S-4880-119
Read twice and referred to the Committee on the Judiciary.
Sponsored by Mike Rounds (R-SD)
What it does
This bill would add a new federal criminal statute (18 U.S.C. § 1532) prohibiting physicians from performing what it defines as a "dismemberment abortion" — a procedure in which an unborn child is removed from the uterus piece by piece using clamps, forceps, tongs, scissors, or similar instruments. Violators would face fines and/or up to two years in federal prison. The bill includes a narrow exception when the procedure is necessary to save the life of the mother due to a physical disorder, illness, or injury, but does not include an exception for rape, incest, or the mental health of the mother. It also creates a private civil right of action for the woman or, in the case of a minor, her parent, to sue the physician for damages, including treble damages and attorney's fees.
Who benefits
Pregnant people who, under the bill's framing, are protected from having this procedure performed on them without their full awareness of alternatives, and who gain a civil cause of action against physicians.

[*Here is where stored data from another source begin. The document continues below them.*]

PR #2656, opened 2024-04-17
Updated test_gruntz.py

anutosh491:
This PR introduces some changes and a case in test gruntz.py 
The changes introduced are related to freeing out variables.


anutosh491:
So something that doesn't work perfectly as of now is this
```
from lpython import S
from sympy import Symbol, E

def mmrv(e: S) -> S:
    if False:
        print(E)
    else:
        return e

def test_mrv():
    x: S = Symbol("x")
    ans: S = mmrv(x)
    print(ans)

test_mrv()
```
But something that does work perfectly ( a very fair workaround ) is this
```
from lpython import S
from sympy import Symbol, E

def mmrv(e: S) -> S:
    if False:
        var: S = E
        print(var)
    else:
        return e

def test_mrv():
    x: S = Symbol("x")
    ans: S = mmrv(x)
    print(ans)

test_mrv()
```

anutosh491:
The PR also introduces a case where the base of a Pow expression might be `E`

certik (approved):

PR #2670, opened 2024-04-26
Add space between multiple strings in print

### LINKED ISSUE #2669: Bug: Printing multiple strings together does not add a space between them
```python
print("a", "b", "c", "d")

fruits: list[str] = ["apple", "guava", "mango"]
mango: str = fruits.pop()
print("I have got a", mango, "to eat!")
```

### CPython
```console
(base) saurabh-kumar@Awadh:~/Projects/System/lpython$ python ./examples/example.py
a b c d
I have got a mango to eat!
```

### LPython
```console
abcd
I have got amangoto eat!
```

kmr-srbh:
fixes #2669 

```python
print("a", "b", "c", "d")

fruits: list[str] = ["apple", "guava", "mango"]
mango: str = fruits.pop()
print("I have got a", mango, "to eat!")
```
```console
a b c d
I have got a mango to eat!
```


kmr-srbh:
@Shaikh-Ubaid could you please rerun the CI? The failing check is unrelated to the PR.

Shaikh-Ubaid:
The approach in this PR might break `lfortran`. `lfortran` needs to not print spaces when two consecutive print arguments are strings.

```console
% cat examples/expr2.f90     
program expr2
implicit none

print *, "hi", "bye"
print *, 12, 23

end program
% gfortran examples/expr2.f90 
% ./a.out 
 hibye
          12          23
% lfortran examples/expr2.f90
hibye
12 23
```

src/libasr/codegen/asr_to_llvm.cpp
```diff
@@ -7981,9 +7981,7 @@ class ASRToLLVMVisitor : public ASR::BaseVisitor<ASRToLLVMVisitor>
         for (size_t i=0; i<x.n_values; i++) {
             if (i != 0) {
                 fmt.push_back("%s");
-                if (global_sep_space &&
-                    !(ASRUtils::is_character(*ASRUtils::expr_type(x.m_values[i]))
-                        && ASRUtils::is_character(*ASRUtils::expr_type(x.m_values[i - 1])))) {
+                if (global_sep_space) {
```
Shaikh-Ubaid, line 7984: The way to fix this such that we print spaces when two consecutive arguments are strings in LPython and not print spaces for the same in LFortran, is to support this in AST->ASR Translation.

Shaikh-Ubaid: You will need to figure out how to update the middle-ends of both lfortran and lpython such that both of them work as expected when two consecutive arguments are strings.

kmr-srbh: @Shaikh-Ubaid thanks for this! I will try to create a solution that works for both. :+1:

Shaikh-Ubaid: See if your solution works for both lpython and lfortran (test it locally on your system or send a PR to lfortran so it gets tested at the CI). If no `run` reference tests change for lfortran, then it works.

You can also test your current approach with lfortran. If it works currently, then I think its good.

PR #2685, opened 2024-05-05
Added support for addressing more exp cases

anutosh491:


anutosh491:
1) is_integer check needs to be supported
2) Symbolic comparison between numbers (is_positive/ is_negative) etc checks should be supported.

PR #2688, opened 2024-05-09
Gruntz Demo

anutosh491:
This is a draft PR trying to replicate the gruntz algorithm and a few test cases for the same.

### DIFF
--- a/integration_tests/gruntz_demo2.py
+++ b/integration_tests/gruntz_demo2.py
@@ -143,23 +143,15 @@ def mrv(e, x):
 
     """
 
-    if not e.has(x):
-        return set()
     if e == x:
         return {x}
     if e.is_Mul or e.is_Add:
         a, b = e.as_two_terms()
+        ans1 = mrv(a, x)
+        ans2 = mrv(b, x)
         return mrv_max(mrv(a, x), mrv(b, x), x)
-    if e.func == exp:
-        if e.exp == x:
-            return {e}
-        if any(a.is_infinite for a in Mul.make_args(limitinf(e.exp, x))):
-            return mrv_max({e}, mrv(e.exp, x), x)
-        return mrv(e.exp, x)
     if e.is_Pow:
         return mrv(e.base, x)
-    if isinstance(e, log):
-        return mrv(e.args[0], x)
     if e.is_Function:
         return reduce(lambda a, b: mrv_max(a, b, x), (mrv(a, x) for a in e.args))
     raise NotImplementedError(f"Can't calculate the MRV of {e}.")
@@ -182,19 +174,6 @@ def mrv_max(f, g, x):
     if f & g:
         return f | g
 
-    a, b = map(next, map(iter, (f, g)))
-
-    # The log(exp(...)) must always be simplified here.
-    la = a.exp if a.is_Exp else log(a)
-    lb = b.exp if b.is_Exp else log(b)
-
-    c = limitinf(la/lb, x)
-    if c.is_zero:
-        return g
-    if c.is_infinite:
-        return f
-    return f | g
-
 def rewrite(e, x, w):
     r"""
     Rewrites the expression in terms of the MRV subexpression.
@@ -213,8 +192,7 @@ def rewrite(e, x, w):
     Returns
     =======
 
-    tuple
-        A pair: rewritten (in `w`) expression and `\log(w)`.
+    The rewritten expression
 
     Examples
     ========
@@ -225,14 +203,12 @@ def rewrite(e, x, w):
     """
 
     Omega = mrv(e, x)
-    if not Omega:
-        return e, None  # e really does not depend on x
 
     if x in Omega:
         # Moving up in the asymptotical scale:
         with evaluate(False):
-            e = e.xreplace({x: exp(x)})
-            Omega = {s.xreplace({x: exp(x)}) for s in Omega}
+            e = e.subs(x, exp(x))
+            Omega = {s.subs(x, exp(x)) for s in Omega}
 
     Omega = list(ordered(Omega, keys=lambda a: -len(mrv(a, x))))
 
@@ -249,9 +225,9 @@ def rewrite(e, x, w):
         c = limitinf(a.exp/g.exp, x)
         b = exp(a.exp - c*g.exp)*w**c  # exponential must never be expanded here
         with evaluate(False):
-            e = e.xreplace({a: b})
+            e = e.subs(a, b)
 
-    return e, -sig*g.exp
+    return e
 
 @cacheit
 def mrv_leadterm(e, x):
@@ -274,28 +250,9 @@ def mrv_leadterm(e, x):
 
     """
 
-    if not e.has(x):
-        return e, Integer(0)
-
-    # Rewrite to exp-log functions per Sec. 3.3 of thesis.
-    e = e.replace(lambda f: f.is_Pow and f.exp.has(x),
-                  lambda f: exp(log(f.base)*f.exp))
-    e = e.replace(lambda f: f.is_Mul and sum(a.func == exp for a in f.args) > 1,
-                  lambda f: Mul(exp(Add(*(a.exp for a in f.args if a.func == exp))),
-                                *(a for a in f.args if not a.func == exp)))
-
-    # The positive dummy, w, is used here so log(w*2) etc. will expand.
-    # TODO: For limits of complex functions, the algorithm would have to
-    # be improved, or just find limits of Re and Im components separately.
     w = Dummy('w', real=True, positive=True)
-    e, logw = rewrite(e, x, w)
-
-    c0, e0 = e.leadterm(w, logx=logw)
-    if c0.has(w):
-        raise NotImplementedError(f'Cannot compute leadterm({e}, {x}). '
-                                  'The coefficient should have been free of '
-                                  f'{w}, but got {c0}.')
-    return c0.subs(log(w), logw), e0
+    e = rewrite(e, x, w)
+    return e.leadterm(w)
 
 @cacheit
 def signinf(e, x):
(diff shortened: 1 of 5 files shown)


anutosh491:
cc @certik

anutosh491:
Internally `mrv_leadterm` depends on `mrv` , `rewrite` and `leadterm`
```
mrv_leadterm(sin(1/x), x) 
1) exps = mrv(sin(1/x), x) = sin(1/x)
2) 
    w = Dummy("w", positive=True)
    f, logw = rewrite(exps, Omega, x, w)
```    
This gives us `f` which would be `sin(_w)`
3) Then a calculate the leadterm for `sin(_w)` which is `x` -> `(1, 1)`

anutosh491:
A slightly more involved example would be this 
```
In [1]: limit(sin(x)/x, x, 0)
limitinf(_x*sin(1/_x), _x) = 1
+-mrv_leadterm(_x*sin(1/_x), _x) = (1, 0)
| +-mrv(_x*sin(1/_x), _x) = set([_x])
| | +-mrv(_x, _x) = set([_x])
| | +-mrv(sin(1/_x), _x) = set([_x])
| |   +-mrv(1/_x, _x) = set([_x])
| |     +-mrv(_x, _x) = set([_x])
| +-mrv_leadterm(exp(_x)*sin(exp(-_x)), _x, set([exp(_x)])) = (1, 0)
|   +-rewrite(exp(_x)*sin(exp(-_x)), set([exp(_x)]), _x, _w) = (1/_w*sin(_w), -_x)
|     +-sign(_x, _x) = 1
|     +-mrv_leadterm(1, _x) = (1, 0)
+-sign(0, _x) = 0
+-limitinf(1, _x) = 1
```

anutosh491:
The current implementation can be simplified quite a bit 

1) limitinf technically depends on 

-   `mrv_leadterm` : To calculate leadterm of most rapidly varying subexpression
-  `sign` : To compute limitinf based on exponent of calculated leadterm

2) `mrv_leadterm` technically depends on 

- `rewrite` : To basically rewrite the expression in terms of the most rapidly varying (`mrv`) expression
- " Any general leadterm computing function": Like we have the leadterm from sympy which is actually the function that is responsible for generating the leading term's coeff and exponent

 3) `rewrite` technically depends on 

- `mrv` : To calculate the most rapidly varying term.

So we have something like this 
image

certik:
Perfect. Yes, let's do the sin(x)/x, and you can take the running example in sympy and just simplify it to the bare minimum. Then we'll port the simplified code to LPython.

anutosh491:
The latest commit fixes some import errors and any erorrs with the code and now we can get results for our simplified gruntz algorithm through sympy. I've added a test for the same saying 
```
# tests
x = Symbol('x')
ans = gruntz(sin(x)/x, x, 0)
print(ans)
```

anutosh491:
The recent commits simplifies the previous version of gruntz by quite a bit. For our use case i.e. `sin(x)/x`

1) We don't have to worry about ideas related to **tractable/intractable** functions
That would only come into picture we would be dealing with **inverse trig** or **inverse hyperbolic** functions etc

2) We don't need to worry about the `logw` parameter so that has been removed.
That would only come into picture if we would be dealing with nested logs, exponentials for example `log(log(1/x))` or `exp(exp(log(1/x))`

anutosh491:
Also talking about the `rewrite` function. The `rewrite` functions is cruicial and can't be simplified any further but it's actual requirements comes into picture when we have `exp-log` functions. For our use case we can simplify it if we want

So the `mrv` term would in almost all cases be a part of one of these classes `const`, `log`, `linear (x)` or `exp` . Now if we consider our test case or any case where we know the mrv is linear, we essentially know what the rewrite would be.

Parents of minors who undergo the procedure in violation of the ban. Physicians who do not perform this procedure and face no competitive disadvantage from those who do. Anti-abortion advocacy organizations whose policy goals are advanced. Fetuses at the gestational stages at which this procedure is typically performed (generally second trimester).
Who is hurt
Pregnant people who would have chosen this procedure and for whom alternative methods may be medically less suitable, less available, or more costly. Physicians who perform dilation and evacuation (D&E) procedures, who would face criminal liability and civil suits. Abortion providers broadly, who may face increased litigation risk and operational uncertainty. Patients in states with limited abortion access who may have fewer procedural alternatives. People whose pregnancies result from rape or incest, who receive no exception under this bill. People facing serious fetal anomalies incompatible with life, who are not explicitly excepted. Medical schools and residency programs that train physicians in this procedure.
Supporters argue
Supporters argue that the dilation and evacuation procedure is uniquely brutal — involving the live dismemberment of a fetus — and that a civilized society has a compelling interest in prohibiting it regardless of the broader abortion debate. They point to the Supreme Court's ruling in Gonzales v. Carhart (2007), which upheld the federal Partial-Birth Abortion Ban Act on similar grounds, establishing that Congress may prohibit specific abortion methods even without a health exception when medical uncertainty exists. They further contend that the bill's life-of-the-mother exception preserves access in genuine emergencies, and that the civil remedy structure empowers women rather than punishing them.
Opponents argue
Opponents argue that dilation and evacuation is the safest and most common second-trimester abortion method, used in approximately 95% of abortions performed after 15 weeks according to the Guttmacher Institute, and that banning it would effectively eliminate safe second-trimester abortion access rather than merely restricting one technique. They contend the bill's lack of exceptions for rape, incest, fetal anomaly, or maternal mental health imposes severe burdens on vulnerable patients. They further argue that post-Dobbs, the constitutional landscape has shifted in ways that may invite broader restrictions, but that the absence of a health exception raises serious questions under existing precedent from Stenberg v. Carhart (2000), which struck down a similar state ban for lacking such an exception.
Constitutional context
Post-Dobbs v. Jackson Women's Health Organization (2022), there is no longer a federal constitutional right to abortion, and the authority to regulate abortion has been returned to legislatures. However, the bill's lack of a maternal health exception may still face challenge under Stenberg v. Carhart (2000), which struck down a Nebraska partial-birth abortion ban partly for lacking a health exception — though Gonzales v. Carhart (2007) later narrowed that requirement. The bill also invokes the Commerce Clause ("in or affecting interstate or foreign commerce") as its jurisdictional hook, consistent with how the existing Partial-Birth Abortion Ban Act (18 U.S.C. § 1531) was structured and upheld.
Checks and balances
Congress gains authority to criminalize a specific medical procedure performed by physicians; the Executive Branch (DOJ) would enforce criminal penalties; federal courts would adjudicate both criminal prosecutions and civil suits, and would serve as the primary check on the law's constitutionality and scope.
Historical precedent
The federal Partial-Birth Abortion Ban Act of 2003 (18 U.S.C. § 1531) similarly prohibited a specific abortion procedure and was upheld by the Supreme Court in Gonzales v. Carhart (2007), providing the closest direct analogue to this bill's structure and approach.